=== Section Start ===
PR #685, opened 2018-02-12
NotificationStore: add synchronisation when accessing internal store.

jotomo:
Avoids race conditions we saw reported by Crashlytics, triggered by `info.nightscout.androidaps.plugins.ConfigBuilder.ConfigBuilderPlugin#getProfile(long)` firing multiple notifications in rapid succession.

### DIFF
--- a/app/src/main/java/info/nightscout/androidaps/plugins/Overview/notifications/NotificationStore.java
+++ b/app/src/main/java/info/nightscout/androidaps/plugins/Overview/notifications/NotificationStore.java
@@ -21,8 +21,6 @@ import java.util.List;
 import info.nightscout.androidaps.MainApp;
 import info.nightscout.androidaps.R;
 import info.nightscout.androidaps.Services.AlarmSoundService;
-import info.nightscout.androidaps.plugins.Wear.WearPlugin;
-//Added by Rumen for snooze time 
 import info.nightscout.utils.SP;
 
 /**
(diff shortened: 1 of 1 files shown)


app/src/main/java/info/nightscout/androidaps/plugins/Overview/notifications/NotificationStore.java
=== Section End ===
ASSIGNMENT »
What you return must match the data word for word.

OUTPUT OF THE EXERCISE »
PR #685, opened 2018-02-12
NotificationStore: add synchronisation when accessing internal store.

jotomo:
Avoids race conditions we saw reported by Crashlytics, triggered by `info.nightscout.androidaps.plugins.ConfigBuilder.ConfigBuilderPlugin#getProfile(long)` firing multiple notifications in rapid succession.

### DIFF
--- a/app/src/main/java/info/nightscout/androidaps/plugins/Overview/notifications/NotificationStore.java
+++ b/app/src/main/java/info/nightscout/androidaps/plugins/Overview/notifications/NotificationStore.java
@@ -21,8 +21,6 @@ import java.util.List;
 import info.nightscout.androidaps.MainApp;
 import info.nightscout.androidaps.R;
 import info.nightscout.androidaps.Services.AlarmSoundService;
-import info.nightscout.androidaps.plugins.Wear.WearPlugin;
-//Added by Rumen for snooze time 
 import info.nightscout.utils.SP;
 
 /**
(diff shortened: 1 of 1 files shown)


app/src/main/java/info/nightscout/androidaps/plugins/Overview/notifications/NotificationStore.java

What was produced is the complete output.